# TASK TO CARRY OUT
When you reach the line containing "in sp_sproc_columns sp_sproc_columns" in the entries below, begin reproducing lines exactly, and stop once the line containing "If anything, the" is done.

(DATA EXTRACTS begins)

PR #255, opened 2017-04-18
setNetworkTimeout checks for SQLPermission before proceeding

v-xiangs:
as be mentioned by @mrotteveel as well on this [page](https://docs.oracle.com/javase/7/docs/api/java/sql/Connection.html#setNetworkTimeout(java.util.concurrent.Executor,%20int)), setNetworkTimeout method needs to check for permission.

### DIFF
--- a/src/main/java/com/microsoft/sqlserver/jdbc/SQLServerConnection.java
+++ b/src/main/java/com/microsoft/sqlserver/jdbc/SQLServerConnection.java
@@ -210,8 +210,9 @@ public class SQLServerConnection implements ISQLServerConnection {
     }
 
     // Permission targets
-    // currently only callAbort is implemented
     private static final String callAbortPerm = "callAbort";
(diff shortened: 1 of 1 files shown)


src/main/java/com/microsoft/sqlserver/jdbc/SQLServerConnection.java
```diff
@@ -4663,6 +4664,20 @@ public void setNetworkTimeout(Executor executor,
         }
 
         checkClosed();
+        
+        // check for callAbort permission
```
mrotteveel: Wrong permission in comment

v-xiangs: thank you, comment is fixed.

brettwooldridge:
Looks good to me.

Issue #210, opened 2017-03-21
SQLServerException: Data type LONGNVARCHAR not supported in Table-Valued Parameter


rabbit-mom:
hi,I met a problem when I use jdbc 6.1.4.jre7-preview version.A field in a table is "xml" type,I looked up some information on the Internet, the "xml" type is  corresponding with "LONGNVARCHAR",but I use "LONGNVARCHAR" or "LONGVARCHAR" is both not feasible

v-suhame:
@rabbit-mom Thanks for raising this issue! We will add a fix to support xml, along with support for ntext, text, and image. In the meanwhile, you can use VARCHAR or NVARCHAR as the JDBC type to pass xml.

v-afrafi:
@rabbit-mom Could you test Pr #259 . This should fix the issue. Thank you.

v-afrafi:
closing this issue as solved by pr #259. Please feel free to reopen this if you face any issue.  Thanks.

PR #259, opened 2017-04-21
added support for max types for TVP

v-afrafi:
Also longnvarchar, sqlxml, image

### DIFF
--- a/src/test/java/com/microsoft/sqlserver/jdbc/tvp/TVPTypesTest.java
+++ b/src/test/java/com/microsoft/sqlserver/jdbc/tvp/TVPTypesTest.java
@@ -14,6 +14,7 @@ import java.sql.DriverManager;
 import java.sql.ResultSet;
 import java.sql.SQLException;
 
+import org.junit.jupiter.api.AfterAll;
 import org.junit.jupiter.api.AfterEach;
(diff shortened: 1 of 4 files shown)


v-suhame:
fix #210

src/test/java/com/microsoft/sqlserver/jdbc/tvp/TVPTypesTest.java
```diff
@@ -0,0 +1,512 @@
...
+        tvp = new SQLServerDataTable();
+        tvp.addColumnMetadata("c1", java.sql.Types.LONGNVARCHAR);
+        tvp.addRow(buffer.toString());
+
+        SQLServerPreparedStatement pstmt = (SQLServerPreparedStatement) connection
+                .prepareStatement("INSERT INTO " + charTable + " select * from ? ;");
+        pstmt.setStructured(1, tvpName, tvp);
+
+        pstmt.execute();
+
```
v-ahibr: It may be better to add verification here (and in testLongVarchar) like you have in testXML

v-afrafi: Added those two missing ones.

PR #260, opened 2017-04-21
Handle ClassCastException 

v-suhame:


v-suhame:
it is the same source code as before, just an extra try/catch, that resulted in formatting a huge chunk of code.

PR #267, opened 2017-04-27
Split out ThreePartNamesParser and cache compiled regex Pattern

sehrope:
This patch splits out ThreePartNamesParser (inner class of SQLServerCallableStatement) into a separate class. Internally, that new class caches the regex Pattern for parsing procedure identifiers (ex: database.owner.proc).

The old code (that this replaces) compiles the regex for each new statement.

The code for the new class has been mostly copied from the previous inline implementation. The only changes are:

* Reordering the properties to match their logical order (database / owner / procedure)
* Changing the property values of the parsed object to be final
* Renaming the parsing function to be a static function named "parse"

The implementation of `ThreePartName` itself is copied wholesale from the prior code.

The second commit simply renames the `translator` variable (done in two commits for readability).

### DIFF
--- a/src/main/java/com/microsoft/sqlserver/jdbc/ThreePartName.java
+++ b/src/main/java/com/microsoft/sqlserver/jdbc/ThreePartName.java
@@ -1,0 +1,71 @@
+package com.microsoft.sqlserver.jdbc;
+
+import java.util.regex.Matcher;
+import java.util.regex.Pattern;
+
+class ThreePartName {
+    /*
+     * Three part names parsing For metdata calls we parse the procedure name into parts so we can use it in sp_sproc_columns sp_sproc_columns
+     * [[@procedure_name =] 'name'] [,[@procedure_owner =] 'owner'] [,[@procedure_qualifier =] 'qualifier']
+     *
+     */
+    private static final Pattern THREE_PART_NAME = Pattern.compile(JDBCSyntaxTranslator.getSQLIdentifierWithGroups());
+
+    private final String databasePart;
+    private final String ownerPart;
+    private final String procedurePart;
+
+    private ThreePartName(String databasePart, String ownerPart, String procedurePart) {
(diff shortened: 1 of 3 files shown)


src/main/java/com/microsoft/sqlserver/jdbc/ThreePartName.java
```diff
@@ -0,0 +1,71 @@
...
+    private final String ownerPart;
+    private final String procedurePart;
+
+    private ThreePartName(String databasePart, String ownerPart, String procedurePart) {
+        this.databasePart = databasePart;
+        this.ownerPart = ownerPart;
+        this.procedurePart = procedurePart;
+    }
+
+    public String getDatabasePart() {
```
v-afrafi: could we remove the public keyword from the methods?

sehrope: You could and it'd still compile (as it's in the same package as the usage). They're marked public as they're part of the public contract of that class.

If anything, the modifier for the ThreePartName class should be expanded from the default of package-private to public to allow usage from other packages within the driver source. There were not any such usages thus far, as the previous version was an inner class within SQLServerCallableStatement, I didn't mark it as such and figured that could be done when other code needs similar parsing.

v-afrafi: Thanks. What I meant was let's remove the public for now as this is used inside the driver source.

sehrope:
Updated to remove the public modifiers.

I also noticed that SQLServerParameterMetaData had similar parsing code to break out proc identifiers though it was done using explicit tokenization of the dot separated string rather than using a regex. The last commit changes SQLServerParameterMetaData to also use ThreePartName. The end result should be consistent with how it was before and all tests pass.

v-afrafi:
Changes look good! Thank you @sehrope for your contribution!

(DATA EXTRACTS ends)

# SOLUTION TO THE PROBLEM
+     * Three part names parsing For metdata calls we parse the procedure name into parts so we can use it in sp_sproc_columns sp_sproc_columns
+     * [[@procedure_name =] 'name'] [,[@procedure_owner =] 'owner'] [,[@procedure_qualifier =] 'qualifier']
+     *
+     */
+    private static final Pattern THREE_PART_NAME = Pattern.compile(JDBCSyntaxTranslator.getSQLIdentifierWithGroups());
+
+    private final String databasePart;
+    private final String ownerPart;
+    private final String procedurePart;
+
+    private ThreePartName(String databasePart, String ownerPart, String procedurePart) {
(diff shortened: 1 of 3 files shown)


src/main/java/com/microsoft/sqlserver/jdbc/ThreePartName.java
```diff
@@ -0,0 +1,71 @@
...
+    private final String ownerPart;
+    private final String procedurePart;
+
+    private ThreePartName(String databasePart, String ownerPart, String procedurePart) {
+        this.databasePart = databasePart;
+        this.ownerPart = ownerPart;
+        this.procedurePart = procedurePart;
+    }
+
+    public String getDatabasePart() {
```
v-afrafi: could we remove the public keyword from the methods?

sehrope: You could and it'd still compile (as it's in the same package as the usage). They're marked public as they're part of the public contract of that class.

If anything, the modifier for the ThreePartName class should be expanded from the default of package-private to public to allow usage from other packages within the driver source. There were not any such usages thus far, as the previous version was an inner class within SQLServerCallableStatement, I didn't mark it as such and figured that could be done when other code needs similar parsing.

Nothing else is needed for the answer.